2018年12月08日

歪みの科学 腸腰筋が弱いと背骨はどうゆがむの?

みなさんこんばんは!


毎週金曜日は「歪み」をテーマにお届けいたしております(^^)


今日は、「歪みの科学 腸腰筋が弱いと背骨はどうゆがむの?」というテーマでお届けしたいと思います。


今日は金曜の夜ですが、いいご質問があったので質疑応答をご紹介して、そのあと解説したいと思います。


僕のブログ記事の一文「大腰筋、腸骨筋 (まとめて腸腰筋)が伸びると、腰が丸まっていき、いわゆる「猫背」になりやすくなります。

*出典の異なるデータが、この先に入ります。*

PR #2414, opened 2020-12-03
#IOS-4387. iOS Binding - Implemented the equality method for MEGANode.

lancy-mega:
Implemented the equality method for MEGANode.

### DIFF
--- a/bindings/ios/MEGANode.mm
+++ b/bindings/ios/MEGANode.mm
@@ -53,6 +53,14 @@ using namespace mega;
     return self.megaNode ? [[MEGANode alloc] initWithMegaNode:self.megaNode->copy() cMemoryOwn:YES] : nil;
 }
 
+- (BOOL)isEqual:(id)object {
+    if (![object isKindOfClass:[MEGANode class]]) {
+        return false;
+    }
+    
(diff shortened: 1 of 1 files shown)


bindings/ios/MEGANode.mm
```diff
@@ -53,6 +53,14 @@ - (instancetype)clone {
     return self.megaNode ? [[MEGANode alloc] initWithMegaNode:self.megaNode->copy() cMemoryOwn:YES] : nil;
 }
 
+- (BOOL)isEqual:(id)object {
```
simonwng, line 56: We must override `hash` method to make sure the hash values are same for 2 equal objects. Otherwise, a hash based collection will malfunction.

simonwng: Please checkout this link, it could be helpful to define your hash code.
https://nshipster.com/equality/#hashing

simonwng (approved):

bindings/ios/MEGANode.mm
lancy-mega: Right, Thanks. I have added the hash method.

jnavarrom (approved):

関連記事 「猫背の人も反り腰の人も大腰筋を鍛えると改善する」について!!


に対して、このようにご質問がありました。


Qこれ、伸びると、じゃなくて緊張すると、ではないんでしょうか?

A
いえ、腸腰筋が伸びると腰が後ろの方に伸びていってしまうので、(太ももに付着している部分を基準に考える)腰が丸くなってしまいます。

Q
前傾が基本の骨盤が前傾を失い、代償的に背部(胸椎部)の後彎が強まると考えればいいんでしょうか?

A
そんな感じです。この記事を見てもらえればわかりますが、腸腰筋の起始は重心線上にあるので、腸腰筋が緩むと、前めにも後ろにも骨盤が傾く可能性があります。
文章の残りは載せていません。